### Exercise input:
──────────

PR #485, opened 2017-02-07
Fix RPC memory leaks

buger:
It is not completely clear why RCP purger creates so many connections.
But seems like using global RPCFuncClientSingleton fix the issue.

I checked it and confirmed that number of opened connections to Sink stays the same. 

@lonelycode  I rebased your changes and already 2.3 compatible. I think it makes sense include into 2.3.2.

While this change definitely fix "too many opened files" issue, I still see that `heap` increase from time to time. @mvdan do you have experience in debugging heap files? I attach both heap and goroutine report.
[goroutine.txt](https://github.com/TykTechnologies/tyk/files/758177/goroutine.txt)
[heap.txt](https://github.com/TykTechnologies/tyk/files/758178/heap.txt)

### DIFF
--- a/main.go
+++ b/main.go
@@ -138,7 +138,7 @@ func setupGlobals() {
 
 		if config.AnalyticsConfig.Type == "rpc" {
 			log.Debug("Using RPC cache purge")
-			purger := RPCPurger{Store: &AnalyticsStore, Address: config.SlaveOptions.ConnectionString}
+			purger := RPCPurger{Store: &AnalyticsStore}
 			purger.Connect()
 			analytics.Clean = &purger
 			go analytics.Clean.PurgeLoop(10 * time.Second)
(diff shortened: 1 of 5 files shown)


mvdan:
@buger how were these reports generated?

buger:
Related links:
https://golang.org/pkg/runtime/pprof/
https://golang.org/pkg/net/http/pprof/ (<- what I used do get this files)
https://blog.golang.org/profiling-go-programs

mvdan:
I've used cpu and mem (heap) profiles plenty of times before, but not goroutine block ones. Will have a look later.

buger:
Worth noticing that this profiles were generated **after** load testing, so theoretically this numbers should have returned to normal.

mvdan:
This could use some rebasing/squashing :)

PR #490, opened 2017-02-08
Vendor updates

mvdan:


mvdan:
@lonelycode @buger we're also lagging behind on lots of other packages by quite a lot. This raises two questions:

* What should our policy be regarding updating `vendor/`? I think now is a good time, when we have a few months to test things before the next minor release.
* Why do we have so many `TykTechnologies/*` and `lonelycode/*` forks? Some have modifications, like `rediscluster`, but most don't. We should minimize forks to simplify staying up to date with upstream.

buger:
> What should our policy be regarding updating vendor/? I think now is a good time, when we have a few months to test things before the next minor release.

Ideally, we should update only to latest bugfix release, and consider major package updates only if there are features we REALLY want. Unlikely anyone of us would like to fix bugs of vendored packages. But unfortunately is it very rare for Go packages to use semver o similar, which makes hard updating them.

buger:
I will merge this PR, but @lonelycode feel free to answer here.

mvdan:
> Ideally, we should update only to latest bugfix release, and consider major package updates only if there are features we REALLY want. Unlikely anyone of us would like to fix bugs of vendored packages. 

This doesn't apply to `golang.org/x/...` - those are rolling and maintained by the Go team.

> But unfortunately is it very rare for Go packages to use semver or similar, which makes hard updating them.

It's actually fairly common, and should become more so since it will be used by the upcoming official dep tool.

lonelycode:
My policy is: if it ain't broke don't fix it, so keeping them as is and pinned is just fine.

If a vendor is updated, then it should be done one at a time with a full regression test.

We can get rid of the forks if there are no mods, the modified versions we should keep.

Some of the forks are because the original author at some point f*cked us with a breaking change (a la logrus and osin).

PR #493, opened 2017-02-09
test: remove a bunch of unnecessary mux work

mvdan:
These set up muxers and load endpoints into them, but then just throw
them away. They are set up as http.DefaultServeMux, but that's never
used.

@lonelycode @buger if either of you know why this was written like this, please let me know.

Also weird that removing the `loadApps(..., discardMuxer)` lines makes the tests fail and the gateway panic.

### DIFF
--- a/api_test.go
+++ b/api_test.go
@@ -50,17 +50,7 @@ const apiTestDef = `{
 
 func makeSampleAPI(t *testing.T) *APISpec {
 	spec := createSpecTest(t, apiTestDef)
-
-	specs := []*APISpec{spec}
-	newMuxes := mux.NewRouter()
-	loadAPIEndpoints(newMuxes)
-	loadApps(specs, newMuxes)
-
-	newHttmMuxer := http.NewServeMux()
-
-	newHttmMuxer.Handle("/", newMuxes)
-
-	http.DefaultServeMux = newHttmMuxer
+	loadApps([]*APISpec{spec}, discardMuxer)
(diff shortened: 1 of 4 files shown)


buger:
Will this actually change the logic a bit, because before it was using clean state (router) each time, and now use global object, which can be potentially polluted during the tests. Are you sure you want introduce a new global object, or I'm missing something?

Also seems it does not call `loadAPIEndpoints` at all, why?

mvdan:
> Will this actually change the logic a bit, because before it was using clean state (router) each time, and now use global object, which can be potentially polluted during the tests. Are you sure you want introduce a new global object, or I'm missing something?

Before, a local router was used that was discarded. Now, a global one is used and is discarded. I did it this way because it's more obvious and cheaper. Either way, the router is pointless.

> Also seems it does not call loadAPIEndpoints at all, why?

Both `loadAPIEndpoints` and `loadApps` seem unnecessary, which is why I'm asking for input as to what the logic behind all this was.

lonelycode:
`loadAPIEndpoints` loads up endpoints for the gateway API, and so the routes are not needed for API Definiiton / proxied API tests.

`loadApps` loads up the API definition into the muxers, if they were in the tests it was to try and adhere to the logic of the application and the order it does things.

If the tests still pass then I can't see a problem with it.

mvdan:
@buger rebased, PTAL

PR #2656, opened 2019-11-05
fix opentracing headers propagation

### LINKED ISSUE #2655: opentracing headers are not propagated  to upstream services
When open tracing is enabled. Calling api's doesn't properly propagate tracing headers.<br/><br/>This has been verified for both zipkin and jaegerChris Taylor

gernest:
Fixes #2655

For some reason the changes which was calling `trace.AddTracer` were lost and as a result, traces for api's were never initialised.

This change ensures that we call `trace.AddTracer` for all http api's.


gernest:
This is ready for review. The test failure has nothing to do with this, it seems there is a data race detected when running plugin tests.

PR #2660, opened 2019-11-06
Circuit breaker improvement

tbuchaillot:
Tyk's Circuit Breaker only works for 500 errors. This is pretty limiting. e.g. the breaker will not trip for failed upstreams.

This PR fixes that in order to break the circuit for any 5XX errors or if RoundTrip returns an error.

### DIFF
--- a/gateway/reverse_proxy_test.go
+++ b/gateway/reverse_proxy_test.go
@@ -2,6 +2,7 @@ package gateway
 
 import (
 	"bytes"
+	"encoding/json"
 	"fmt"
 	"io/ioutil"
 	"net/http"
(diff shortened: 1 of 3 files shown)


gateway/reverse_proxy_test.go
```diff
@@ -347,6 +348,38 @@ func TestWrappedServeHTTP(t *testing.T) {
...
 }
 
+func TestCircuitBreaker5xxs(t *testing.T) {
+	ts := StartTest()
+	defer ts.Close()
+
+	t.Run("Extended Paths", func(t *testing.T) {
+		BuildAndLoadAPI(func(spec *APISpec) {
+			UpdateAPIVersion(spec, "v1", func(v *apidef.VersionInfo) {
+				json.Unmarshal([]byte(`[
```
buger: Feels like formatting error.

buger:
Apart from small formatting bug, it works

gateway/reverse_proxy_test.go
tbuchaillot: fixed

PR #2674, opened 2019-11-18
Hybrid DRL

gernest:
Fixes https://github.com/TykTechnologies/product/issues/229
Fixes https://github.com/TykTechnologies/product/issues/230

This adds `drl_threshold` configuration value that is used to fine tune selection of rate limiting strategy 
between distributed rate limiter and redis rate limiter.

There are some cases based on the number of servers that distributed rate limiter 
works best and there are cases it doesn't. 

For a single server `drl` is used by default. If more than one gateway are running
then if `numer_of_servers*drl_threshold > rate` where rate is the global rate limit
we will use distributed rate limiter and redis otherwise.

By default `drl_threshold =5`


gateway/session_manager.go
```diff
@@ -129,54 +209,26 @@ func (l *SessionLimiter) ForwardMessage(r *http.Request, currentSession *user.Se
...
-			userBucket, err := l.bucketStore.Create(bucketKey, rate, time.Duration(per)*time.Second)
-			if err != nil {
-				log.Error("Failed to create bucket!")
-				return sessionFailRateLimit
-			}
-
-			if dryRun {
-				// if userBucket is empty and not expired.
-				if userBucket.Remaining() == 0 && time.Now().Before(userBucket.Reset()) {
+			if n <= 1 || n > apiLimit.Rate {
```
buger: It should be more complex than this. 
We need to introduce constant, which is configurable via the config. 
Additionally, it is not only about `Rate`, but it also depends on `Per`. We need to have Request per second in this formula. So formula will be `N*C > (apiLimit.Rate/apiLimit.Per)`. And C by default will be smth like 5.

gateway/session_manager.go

──────────

### Assigned task:
Look through the entries above. Copy out every line holding the word "into".

### Result:
@lonelycode  I rebased your changes and already 2.3 compatible. I think it makes sense include into 2.3.2.
These set up muxers and load endpoints into them, but then just throw
`loadApps` loads up the API definition into the muxers, if they were in the tests it was to try and adhere to the logic of the application and the order it does things.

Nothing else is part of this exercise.